The biggest beneficiary of real-time rental-price data may be governments themselves, as the information would allow them to more quickly identify market tensions. For example, real-time unit-level data would have immediately shown the effect that increased international-student enrolments were having on the rental market in neighbourhoods near colleges and universities. The Blueprint for More and Better Housing has recommended that this data be used for public, universal and free rental registries so it can help all Canadians better navigate the rental market.

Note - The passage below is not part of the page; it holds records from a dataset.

PR #267, opened 2021-09-18
Move on back to rustfmt v1

shamilsan:
- Revert `rustfmt` back to v1.
- Now we can use cargo fmt with the stable compiler as earlier.


shamilsan:
Cherry-picked in https://github.com/gear-tech/gear/pull/266.

PR #300, opened 2021-09-28
Remove useless `send()` sys call

### LINKED ISSUE #295: Remove unused code from `gcore` and `gstd`
### File Location(s)

https://github.com/gear-tech/gear/blob/master/gcore/src/lib.rs
https://github.com/gear-tech/gear/blob/master/gcore/src/msg.rs
https://github.com/gear-tech/gear/blob/master/gstd/src/msg.rs

### Proposal

- Remove the `prelude` module from `gcore` as useless.
- Remove `msg::send_with_value` as it seems to be excessive and inconsistent compared to other similar functions (e.g. `msg::reply*` etc.).
- Remove `gr_send` syscall as it can be replaced by `gr_send_init/gr_send_push/gr_send_commit`.

breathx:
Fixes #295.

TODO:
- [ ] Fix wat tests in `gear-core-runner`

@gear-tech/dev

### DIFF
--- a/core-backend/src/funcs.rs
+++ b/core-backend/src/funcs.rs
@@ -136,32 +136,6 @@ pub(crate) fn reply_to<E: Ext>(ext: LaterExt<E>) -> impl Fn(i32) -> Result<(), &
     }
 }
 
-pub(crate) fn send<E: Ext>(
-    ext: LaterExt<E>,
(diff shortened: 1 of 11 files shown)


breathx:
Deleting the syscall would increase gas rejection. Would be refactored in core api in other PR.

PR #302, opened 2021-09-28
Refactor send sys call processing under the hood

### LINKED ISSUE #295: Remove unused code from `gcore` and `gstd`

breathx:
Fixes #295.

@gear-tech/dev

### DIFF
--- a/gstd/src/msg.rs
+++ b/gstd/src/msg.rs
@@ -31,8 +31,8 @@ impl MessageHandle {
         send_init()
     }
 
-    pub fn push<E: Encode>(&self, payload: E) {
-        gcore::msg::send_push(&self.0, &payload.encode());
+    pub fn push(&self, payload: &[u8]) {
+        gcore::msg::send_push(&self.0, payload);
     }
 
     pub fn commit(self, program: ProgramId, gas_limit: u64, value: u128) -> MessageId {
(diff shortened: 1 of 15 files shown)


gstd/src/msg.rs
```diff
@@ -92,8 +86,7 @@ pub fn send_with_value<E: Encode>(
     gas_limit: u64,
     value: u128,
 ) -> MessageId {
-    let bytes = payload.encode();
-    gcore::msg::send_with_value(program, &bytes, gas_limit, value)
+    send_bytes_with_value(program, &payload.encode(), gas_limit, value)
```
shamilsan, line 89: Should we rename it to `send_bytes`? 
```suggestion
    send_bytes(program, &payload.encode(), gas_limit, value)
```

breathx: We already have `send_bytes()` function, which doesn't get value as an argument. These **_with_value** functions will disappear in further api versions.

shamilsan (approved):

PR #4484, opened 2025-01-30
feat(ethexe): add more accurate gas estimation for commitments

StackOverflowExcept1on:
Previously we could spend sequencer funds to send failed transaction. Now gas will be evaluated for everything except `Gear.blockIsPredecessor()`.


ethexe/ethereum/src/router/mod.rs
```diff
@@ -198,8 +203,29 @@ impl Router {
                 .map(|signature| Bytes::copy_from_slice(signature.as_ref()))
                 .collect(),
         );
+
+        let mut state_diff = HashMap::default();
```
StackOverflowExcept1on, line 207: code duplication because the `let builder` type is quite complex and writing generic function would require lot of generics

breathx (approved):

PR #4495, opened 2025-02-07
chore(scripts/CI): fuzzer expand

breathx:


.github/workflows/check.yml
```diff
@@ -142,7 +142,7 @@ jobs:
         run: ./scripts/gear.sh test fuzzer-tests
 
       - name: "Check fuzzer competence with mutation test"
-        run: ./scripts/check-fuzzer.sh
+        run: ./scripts/check-fuzzer.sh || cat fuzz_run
```
ark0f, line 145: Job fails only if `cat` fails

ark0f (changes requested):

ark0f (approved):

Critics of the bill have suggested that the federal government is overstepping its jurisdictional bounds. But nothing the federal government has proposed here is unconstitutional, even if much of it will have to be implemented in collaboration with the provinces. They may yet do so willingly, too; B.C. Housing Minister Ravi Kahlon called the bill “welcome news,” indicating a willingness to collaborate as the B.C. government implements its own slew of policies. Other provinces may be more resistant, but Ottawa always has the option of tying these reforms to federal transfers to provinces. It would be appropriate to do so, as a dysfunctional housing market in one province spills over to others. In Ontario, for instance, increased rents and home prices have prompted an exodus of families to New Brunswick, Nova Scotia and Alberta, where rents and home prices proceeded to skyrocket. These interprovincial spillover effects create the justification for federal action, so long as those actions do not violate the Constitution.

For the first time since responsibility for housing was downloaded onto the provinces in the 1990s, the federal government is trying to meaningfully get back into the mix. That’s a good thing.